Collected testes were fixed in 4% PFA for 6 h. Tissue samples were embedded in Technovit 8100 (Kulzer GmbH, DE) and observed under a BX53 microscope (Olympus). Fluorescence images were captured using a BZ-H4XF system (Keyence Corporation, Osaka, JP). For PAS staining, the sections were oxidized using 0.5% periodic acid (Nacalai Tesque, Kyoto, JP) for 10 min at room temperature, followed by incubation in Schiff reagent (Sigma-Aldrich) for 15 min. The slides were then washed under running tap water for 5 min to remove excess reagents and enhance color development. Counterstaining was performed using Mayer's hematoxylin (FUJIFILM Wako Pure Chemical Corporation, Osaka, JP; 131-09665) for approximately 30 s to 1 min.

Hormone treatment of mice, cumulus-oocyte complex collection and processing, sperm head preparation and ICSI, embryo incubation and transfer to the oviducts of pseudopregnant ICR females, and delivery of offspring via Caesarean section or naturally were performed as described (29).

The PCRs for detecting the wild-type and knockout alleles of Pdha2, as well as for confirming that the mRNA introduced via LNP was not reverse-transcribed and integrated into the genome, were performed with the following cycling conditions: 94 °C for denaturation, 60 °C for annealing, and 72 °C for extension, for a total of 40 cycles. Primer sequences are listed in the SI Appendix Table↗.
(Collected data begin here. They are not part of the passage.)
PR #1141, opened 2018-04-09
ISAICP-4436: Solution counter on header vs solution counter on facet.

idimopoulos:


idimopoulos:
@claudiu-cristea sorry, I forced pushed since the previous solution was not correct and there is no point to pollute the repo with reverts when it is simply two commits. Your comment's reference point was lost as a result. In any case, you were right. The issue was indeed completely elsewhere.

PR #1142, opened 2018-04-09
ISAICP-4435: add a rel nofollow attribute to the Advanced Search link

brummbar:


tests/features/collection/homepage.feature
```diff
@@ -151,6 +151,12 @@ Feature: Collection homepage
       | Rohirrim make extraordinary deal                  |
       | Breaking: Gandalf supposedly plans his retirement |
 
+  Scenario: Search engines and link crawlers should not follow advanced search link.
+    Given I go to the homepage of the "Middle earth daily" collection
+    Then search engines should be discouraged to follow the link "Advanced search"
```
claudiu-cristea: This custom step definition looks too specialised to be reusable. We should avoid creating new step definitions when we can accomplish the same goal with existing definitions. I think `Then I should see an "a:contains('Advanced search')[rel=nofollow]" element` should work and this step definition is part of the Mink context so it's pretty standard. Then we can remove the custom step definition.

sandervd: I'm all in favor of simplifying, but at the other hand there is the convention to use as much as possible business language in the tests. Although the existing step tests exactly the same, the custom step makes it much more obvious what is actually being tested.

claudiu-cristea: I see the "business language" point. However, we have to balance somehow between the 2. Just creating a step definition for each business case would create huge custom step definition repositories where most of the definitions would be used in only one place. I'm for reusing as much as we can. Less code to maintain. But I'm not opposing the actual solution too. @sandervd it's your decision.

claudiu-cristea: OK, let's keep the new step definitions.

PR #106, opened 2023-08-28
Prefix Markdown Docs Based On Visible Text

MahdiBM:


Lambdas/GHHooks/Extensions/String+Document.swift
```diff
@@ -71,6 +80,21 @@ extension String {
         return lines.joined(separator: "\n")
     }
 
+    /// Doesn't count markdown attributes towards the limit.
+    @_disfavoredOverload
```
gwynne, line 84: Why is this attribute needed? (Disfavored overloads are notoriously finicky at best.)

Sources/Shared/+String.swift
```diff
@@ -6,12 +6,17 @@ extension String {
         ) ?? self
     }
 
-    public func unicodesPrefix(_ maxUnicodeScalars: Int) -> String {
+    @_disfavoredOverload
```
gwynne, line 9: Again, why?

gwynne (commented):
Overall, looks excellent! Just the two questions

Lambdas/GHHooks/Extensions/String+Document.swift
MahdiBM: The function names are the same.
Unless you can suggest a good function name for the functions that return both the remaining and the result, then we'll need to roll with this.

MahdiBM: I've basically duplicated the `unicodesPrefix()` function, one just returns the result, the other returns the remaining too.

gwynne (approved):

PR #119, opened 2023-09-30
Report StackOverflow questions

MahdiBM:

### DIFF
--- a/Sources/Penny/SOChecker.swift
+++ b/Sources/Penny/SOChecker.swift
@@ -22,13 +22,13 @@ actor SOChecker {
 
     nonisolated func run() {
         Task { [self] in
+            if Task.isCancelled { return }
             do {
                 try await self.check()
-                try await Task.sleep(for: .seconds(60 * 5)) /// 5 mins
             } catch {
                 logger.report("Couldn't check SO questions", error: error)
-                try await Task.sleep(for: .seconds(60 * 5))
             }
+            try await Task.sleep(for: .seconds(60 * 5)) /// 5 mins
             self.run()
         }
     }
--- a/Sources/Penny/SOChecker.swift
+++ b/Sources/Penny/SOChecker.swift
@@ -85,6 +85,17 @@ struct SOQuestions: Codable {
             let profileImage: String?
             let displayName: String
             let link: String?
+
+            enum CodingKeys: String, CodingKey {
+                case accountID = "account_id"
+                case reputation
+                case userID = "user_id"
+                case userType = "user_type"
+                case acceptRate = "accept_rate"
+                case profileImage = "profile_image"
+                case displayName = "display_name"
+                case link
+            }
         }
 
         let tags: [String]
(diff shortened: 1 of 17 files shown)


Sources/Penny/SOChecker.swift
```diff
@@ -0,0 +1,147 @@
...
+            enum CodingKeys: String, CodingKey {
+                case accountID = "account_id"
+                case reputation
+                case userID = "user_id"
+                case userType = "user_type"
+                case acceptRate = "accept_rate"
+                case profileImage = "profile_image"
+                case displayName = "display_name"
+                case link
+            }
```
gwynne, line 98: Suggestion - set `decoder.keyDecodingStrategy = .convertFromSnakeCase` on the `JSONDecoder` instead of manually specifying this.

Sources/Penny/SOChecker.swift
```diff
@@ -0,0 +1,147 @@
...
+
+actor SOChecker {
+
+    struct Storage: Sendable, Codable {
+        var lastCheckDate: Date? = nil
+    }
+
+    var storage = Storage()
+
+    let soService: any SOService
```
gwynne, line 14: It would be much preferable to use `some SOService` rather than `any SOService` if possible (not really relevant to performance in this case, but as a general rule `some` is always better than `any` if it's valid at all).

Sources/Penny/SOChecker.swift
```diff
@@ -0,0 +1,147 @@
+import Logging
+import DiscordBM
+import Markdown
+import Foundation
+
+actor SOChecker {
+
+    struct Storage: Sendable, Codable {
+        var lastCheckDate: Date? = nil
```
gwynne, line 9:
```suggestion
        var lastCheckDate: Date?
```
Explicit `nil` initialization of optionals is redundant.

Sources/Penny/SOChecker.swift
```diff
@@ -0,0 +1,147 @@
...
+        Task { [self] in
+            do {
+                try await self.check()
+                try await Task.sleep(for: .seconds(60 * 5)) /// 5 mins
+            } catch {
+                logger.report("Couldn't check SO questions", error: error)
+                try await Task.sleep(for: .seconds(60 * 5))
+            }
+            self.run()
+        }
```
gwynne, line 33: I get what this is doing and why, but it bugs me just the same, if only because you didn't leave yourself any outs by checking for cancellation. Also:
```suggestion
    nonisolated func run() {
        Task { [self] in
            do {
                try await self.check()
            } catch {
                logger.report("Couldn't check SO questions", error: error)
            }
            try await Task.sleep(for: .seconds(60 * 5)) /// 5 mins
            self.run()
        }
```
(And possibly put the catch part in `check()` instead, though I dunno if that really makes more sense or not.)

gwynne (changes requested):
Various minor stuff

Sources/Penny/SOChecker.swift
MahdiBM: eh, ok

Sources/Penny/SOChecker.swift
MahdiBM: Not possible because we can't mock it if we use `some`.

Sources/Penny/SOChecker.swift
MahdiBM: honestly i like this more for some reason 🤔 maybe i shouldn't

0xTim (approved):

gwynne (approved):

PR #129, opened 2023-10-15
CI improvements

MahdiBM:


0xTim (approved):

MahdiBM:
@gwynne do you approve now? 😛
I removed the wait-for-tests stuff.
Also @0xTim was not too happy with it either so i guess he should like it too.

.github/workflows/deploy-penny.yml
```diff
@@ -33,20 +38,23 @@ jobs:
           # be deployed to ECS.
           docker build -t $ECR_REGISTRY/$ECR_REPOSITORY:$IMAGE_TAG -f Dockerfile .
           docker push $ECR_REGISTRY/$ECR_REPOSITORY:$IMAGE_TAG
-          echo "image=$ECR_REGISTRY/$ECR_REPOSITORY:$IMAGE_TAG" >>"${GITHUB_OUTPUT}"
+          echo "image=$ECR_REGISTRY/$ECR_REPOSITORY:$IMAGE_TAG" >> $GITHUB_OUTPUT
```
gwynne, line 41: Why?

gwynne (changes requested):

.github/workflows/deploy-penny.yml
MahdiBM: Probably my formatter? Not exactly sure

gwynne: Quoting the variable protects from spaces in the variable value. Adding the braces is syntactically purely stylistic in this context, but I prefer it just the same (it's "quoting" for variable names, so you could disambiguate, for example, `"$GITHUB_OUTPUT_FILE"` from `"${GITHUB_OUTPUT}_FILE"` - contrived but you get the idea).

MahdiBM: hmm i use it this way everywhere apparently so i guess i'll keep it this way.

PR #137, opened 2023-11-14
Fix Dependabot not updating indirect dependencies

MahdiBM:

### DIFF
--- a/.github/dependabot.yml
+++ b/.github/dependabot.yml
@@ -1,11 +1,34 @@
 version: 2
 enable-beta-ecosystems: true
 updates:
-  - package-ecosystem: "swift"
+  - package-ecosystem: "github-actions"
     directory: "/"
     schedule:
       interval: "daily"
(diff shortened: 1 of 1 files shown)


.github/dependabot.yml
```diff
@@ -1,11 +1,34 @@
...
       dependencies:
         patterns:
           - "*"
+  - package-ecosystem: "swift"
+    directory: "/"
+    schedule:
+      interval: "daily"
+    open-pull-requests-limit: 6
+    allow:
+      - dependency-type: all
```
MahdiBM, line 18: This was the problem. I think they switched/fixed the behavior of it in "swift" ecosystem mid-day, which broke our stuff. It's still in beta so we can't complain too much, and it also seems like the default behavior of Dependabot for other ecosystems too, and they probably wanted it to be the same for Swift.

gwynne (approved):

Genomic DNA was extracted from mouse digit tissues. Briefly, excised digits were immersed in 160 μL of phosphate-buffered saline (PBS) and mechanically disrupted using a TissueLyser II system (QIAGEN, Hilden, DE) with a 5 mm zirconia bead. Following tissue homogenization, genomic DNA was purified using the QIAamp DNA Mini Kit (QIAGEN) according to the manufacturer's protocol. DNA libraries were prepared using the MGI FS PCR-Free DNA Library Prep Kit (MGI Tech, Shenzhen, CN), and sequencing was performed on a DNBSEQ-G400RS platform (MGI Tech). Paired-end 150 bp reads were generated, yielding an average genome coverage of approximately 10× per sample. The data have been deposited in DDBJ under the accession number PRJDB35531↗.

Sequencing reads were trimmed to remove adapter sequences using cutadapt (v3.2), and the resulting high-quality reads were aligned to the mouse reference genome (GRCm39) using bowtie2 (v2.3.5.1) with default parameters. Aligned reads were converted to BAM format and sorted using SAMtools (v1.20). To assess potential large-scale genomic alterations such as insertions or deletions, genome-wide read depth profiles were generated using bamCompare from the deepTools suite (v3.4.3). Log₂ fold changes in read depth between samples were calculated at 1 Mb bin resolution, providing an overview of genomic structural consistency across samples.